Когда мы исследуем находящееся в постоянном движении общество, члены которого перемещаются то вверх, то вниз по лестнице социального престижа, мы всё время сталкиваемся с пограничными случаями и категориями — и этим не следует пренебрегать. Разумеется, принятие заведомо широкой и нестрогой дефиниции, которая и не может быть иной, делает невозможным создание цельного образа польской интеллигенции.
И очень хорошо! Историк будет говорить о ее подгруппах (по образованию, заработку, имущественному, профессиональному, социальному положению, по ее — что, возможно, самое главное — взглядам на окружающий мир), о дифференциации, о конфликтах — вот наше ремесло.
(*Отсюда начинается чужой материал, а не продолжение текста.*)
PR #462, opened 2020-12-03
Remove try excepts for importing unittest.mock

aaronayres35:
part of #415 
`unittest.mock` became part of the standard library in python 3.3.  Since we are dropping all python versions <3.6 we no longer need to have `try ... except`s for these imports 

Also, as a result of this, `mock` can be removed from the list of dependencies in edmtool.py.

### DIFF
--- a/enable/testing.py
+++ b/enable/testing.py
@@ -1,9 +1,7 @@
 # Copyright (c) 2008-2013 by Enthought, Inc.
 # All rights reserved.
-try:
-    from unittest.mock import Mock
-except ImportError:
-    from mock import Mock
+from unittest.mock import Mock
+
 
 from enable.abstract_window import AbstractWindow
 from enable.events import MouseEvent, KeyEvent, DragEvent
--- a/enable/testing.py
+++ b/enable/testing.py
@@ -2,7 +2,6 @@
 # All rights reserved.
 from unittest.mock import Mock
 
-
 from enable.abstract_window import AbstractWindow
 from enable.events import MouseEvent, KeyEvent, DragEvent
 from kiva.testing import KivaTestAssistant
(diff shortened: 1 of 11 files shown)


enable/testing.py
```diff
@@ -1,9 +1,7 @@
 # Copyright (c) 2008-2013 by Enthought, Inc.
 # All rights reserved.
-try:
-    from unittest.mock import Mock
-except ImportError:
-    from mock import Mock
+from unittest.mock import Mock
+
```
jwiggins, line 4: Nit: Only one blank line needed between import groups

enable/tests/test_assistant_test_case.py
```diff
@@ -1,7 +1,4 @@
-try:
-    from unittest import mock
-except ImportError:
-    import mock
+from unittest import mock
 import nose
```
jwiggins, line 2: Note: `unitest` is std library and `nose` is 3rd party, so there should be a blank line between these imports.

enable/tests/tools/hover_tool_test_case.py
```diff
@@ -4,10 +4,8 @@
 from __future__ import (absolute_import, division, print_function,
                         unicode_literals)
 import unittest
-try:
-    from unittest import mock
-except ImportError:
-    import mock
+from unittest import mock
+
```
jwiggins, line 8: Nit: only one blank line

kiva/fonttools/tests/test_font_manager.py
```diff
@@ -1,9 +1,7 @@
 import os
 import unittest
-try:
-    from unittest import mock
-except ImportError:
-    import mock
+from unittest import mock
+
```
jwiggins, line 4: Nit: one blank line

jwiggins (approved):
Just some style quibbles, but otherwise LGTM

jwiggins (approved):
Thanks for the updates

Мы не стремимся нарисовать какой-то единообразный групповой портрет образованного класса, подобно тому, как не верим в реальное существование особых национальных характеров.
В силу специфики своих исследований историк уделяет больше внимания и места людям, которые с какой-либо точки зрения выделились и вписали свое имя в биографические словари. Но выделились среди кого? Форма общественного бытия интеллигенции — это среда, как у шляхты — соседство, а у крестьянства — деревня или приход. Интеллигенция, где бы она ни оказалась хотя бы в небольшом числе, создает среду: локальную, профессиональную или академическую, — то есть товарищескую среду по собственному выбору.
Поэтому история интеллигенции, как мы ее понимаем, — это история средовых групп и связей между ними, а значит, контактов и конвенций, более широких, чем локальные и профессиональные. Эти контакты поверх групповых границ для XIX века можно проследить по эпистолярному наследию, чрезвычайно богатому количественно и содержательно. Грамотный класс много и охотно писал о своих потребностях, интересах и заботах, и эта переписка создает густую сеть конвенций, инфраструктуру национальной культуры разделенной страны. Она формирует польскую интеллигенцию как класс людей, которые свои профессиональные обязанности, обеспечивающие их материальные и общественные позиции, старались сопрягать — разумеется, не все и не всегда — с общественным долгом, по-разному, однако, понимаемым и по-разному исполняемым.
2. Проблемы с географией
Является ли интеллигенция неким географическим феноменом, классом исключительно польским, или русским, или восточноевропейским? Если поставить такой вопрос, то в чем он, собственно? Не в том, разумеется, что еще где-то тоже были и трудились учителя, чиновники, врачи или инженеры.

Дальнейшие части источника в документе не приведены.